Segment Open
PR #259, opened 2018-10-09
Add sanity check to CalcDb.from_db_file

acrutt:
## Summary

Previously no warning was issued if only read_only credentials were defined, leading to password not being set correctly. This leads to a confusing error message where `self.db.counter.find({"_id": "taskid"}).count()` fails due to an authentication error.

## TODO (if any)

None

### DIFF
--- a/atomate/utils/database.py
+++ b/atomate/utils/database.py
@@ -108,6 +108,12 @@ class CalcDb(six.with_metaclass(ABCMeta)):
             MMDb object
         """
         creds = loadfn(db_file)
+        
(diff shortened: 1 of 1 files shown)


mkhorton:
Looks like we may have to change this solution after all, since this solution won't work for databases which don't use authentication at all (i.e. the local test database). Hmm.

Perhaps changing:

`if admin and "admin_user" not in creds`

to:

`if admin and "admin_user" not in creds and "readonly_user" in creds` ?

This seems a little brittle though, maybe there's a better way to fix this.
Segment Closed
» DIRECTIONS FOR THIS TASK: Reproduce only those lines of the entries above that run from the line with "Add sanity check to CalcDb.from_db_file" to the final line.

» REPLY:
Add sanity check to CalcDb.from_db_file

acrutt:
## Summary

Previously no warning was issued if only read_only credentials were defined, leading to password not being set correctly. This leads to a confusing error message where `self.db.counter.find({"_id": "taskid"}).count()` fails due to an authentication error.

## TODO (if any)

None

### DIFF
--- a/atomate/utils/database.py
+++ b/atomate/utils/database.py
@@ -108,6 +108,12 @@ class CalcDb(six.with_metaclass(ABCMeta)):
             MMDb object
         """
         creds = loadfn(db_file)
+        
(diff shortened: 1 of 1 files shown)


mkhorton:
Looks like we may have to change this solution after all, since this solution won't work for databases which don't use authentication at all (i.e. the local test database). Hmm.

Perhaps changing:

`if admin and "admin_user" not in creds`

to:

`if admin and "admin_user" not in creds and "readonly_user" in creds` ?

This seems a little brittle though, maybe there's a better way to fix this.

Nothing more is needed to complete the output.